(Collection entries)
PR #347, opened 2026-04-30
init: fix TPM2 PIN token unlock — empty PCR policy digest and missing retry/skip

pilotstew:
Two TPM2 PIN improvements.

## Bug — `policyPCRSession` corrupts policy digest for PCR-free tokens

When a token is enrolled without PCR binding (`systemd-cryptenroll --tpm2-pcrs=""`), the stored policy digest is computed from `PolicyPassword` only. `policyPCRSession` was calling `tpm2.PolicyPCR` unconditionally — even when `len(pcrs) == 0`. An empty PCR selection still mutates the running policy digest in the TPM session, so the computed digest diverged from the stored one and unseal failed regardless of whether the PIN was correct.

## Feature — TPM2 PIN retry loop and empty-input skip (parity with FIDO2)

FIDO2 PIN tokens already had 3-attempt retry with per-attempt feedback and an empty-input path to skip the token and fall through to the passphrase prompt. TPM2 now matches:

- 3-attempt loop with `"TPM2 PIN incorrect — "` prefix on subsequent prompts
- Empty PIN on first attempt skips the token immediately, falling through to the passphrase prompt
- Prompt updated from the generic `"Please enter TPM pin:"` to `"Enter TPM2 PIN for <name>:"` consistent with FIDO2

## Tests

- `TestSystemdTPM2NoPcrPin` — regression test for the PCR digest bug; image enrolled with `--tpm2-pcrs=""`
- `TestSystemdTPM2PinSkip` — empty PIN falls through to passphrase
- `TestSystemdTPM2PinRetry` — wrong PIN then correct PIN succeeds
- `TestSystemdTPM2PinExhausted` — 3 wrong PINs fall through to passphrase
- `systemd_tpm2.sh` gains `CRYPTENROLL_TPM2_PCRS` and `KEEP_PASSPHRASE_SLOT` env vars to support the new asset variants

### DIFF
--- a/init/luks.go
+++ b/init/luks.go
@@ -253,6 +253,7 @@ var fido2Mu sync.Mutex
 var errFido2Skipped = errors.New("FIDO2 skipped by user")
 var errFido2PinInvalid = errors.New("FIDO2 PIN invalid")
 var errFido2FallbackToKeyboard = errors.New("FIDO2 falling back to keyboard")
+var errTPM2Skipped = errors.New("TPM2 skipped by user")
 
 func recoverSystemdFido2Password(t luks.Token, mappingName string) ([]byte, error) {
 	var node struct {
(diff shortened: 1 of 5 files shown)


anatol:
Thank you @pilotstew !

### [ABOUT THIS EXERCISE]
All the entries above should come back exactly as they are written.

### [COMPLETED TASK]
PR #347, opened 2026-04-30
init: fix TPM2 PIN token unlock — empty PCR policy digest and missing retry/skip

pilotstew:
Two TPM2 PIN improvements.

## Bug — `policyPCRSession` corrupts policy digest for PCR-free tokens

When a token is enrolled without PCR binding (`systemd-cryptenroll --tpm2-pcrs=""`), the stored policy digest is computed from `PolicyPassword` only. `policyPCRSession` was calling `tpm2.PolicyPCR` unconditionally — even when `len(pcrs) == 0`. An empty PCR selection still mutates the running policy digest in the TPM session, so the computed digest diverged from the stored one and unseal failed regardless of whether the PIN was correct.

## Feature — TPM2 PIN retry loop and empty-input skip (parity with FIDO2)

FIDO2 PIN tokens already had 3-attempt retry with per-attempt feedback and an empty-input path to skip the token and fall through to the passphrase prompt. TPM2 now matches:

- 3-attempt loop with `"TPM2 PIN incorrect — "` prefix on subsequent prompts
- Empty PIN on first attempt skips the token immediately, falling through to the passphrase prompt
- Prompt updated from the generic `"Please enter TPM pin:"` to `"Enter TPM2 PIN for <name>:"` consistent with FIDO2

## Tests

- `TestSystemdTPM2NoPcrPin` — regression test for the PCR digest bug; image enrolled with `--tpm2-pcrs=""`
- `TestSystemdTPM2PinSkip` — empty PIN falls through to passphrase
- `TestSystemdTPM2PinRetry` — wrong PIN then correct PIN succeeds
- `TestSystemdTPM2PinExhausted` — 3 wrong PINs fall through to passphrase
- `systemd_tpm2.sh` gains `CRYPTENROLL_TPM2_PCRS` and `KEEP_PASSPHRASE_SLOT` env vars to support the new asset variants

### DIFF
--- a/init/luks.go
+++ b/init/luks.go
@@ -253,6 +253,7 @@ var fido2Mu sync.Mutex
 var errFido2Skipped = errors.New("FIDO2 skipped by user")
 var errFido2PinInvalid = errors.New("FIDO2 PIN invalid")
 var errFido2FallbackToKeyboard = errors.New("FIDO2 falling back to keyboard")
+var errTPM2Skipped = errors.New("TPM2 skipped by user")
 
 func recoverSystemdFido2Password(t luks.Token, mappingName string) ([]byte, error) {
 	var node struct {
(diff shortened: 1 of 5 files shown)


anatol:
Thank you @pilotstew !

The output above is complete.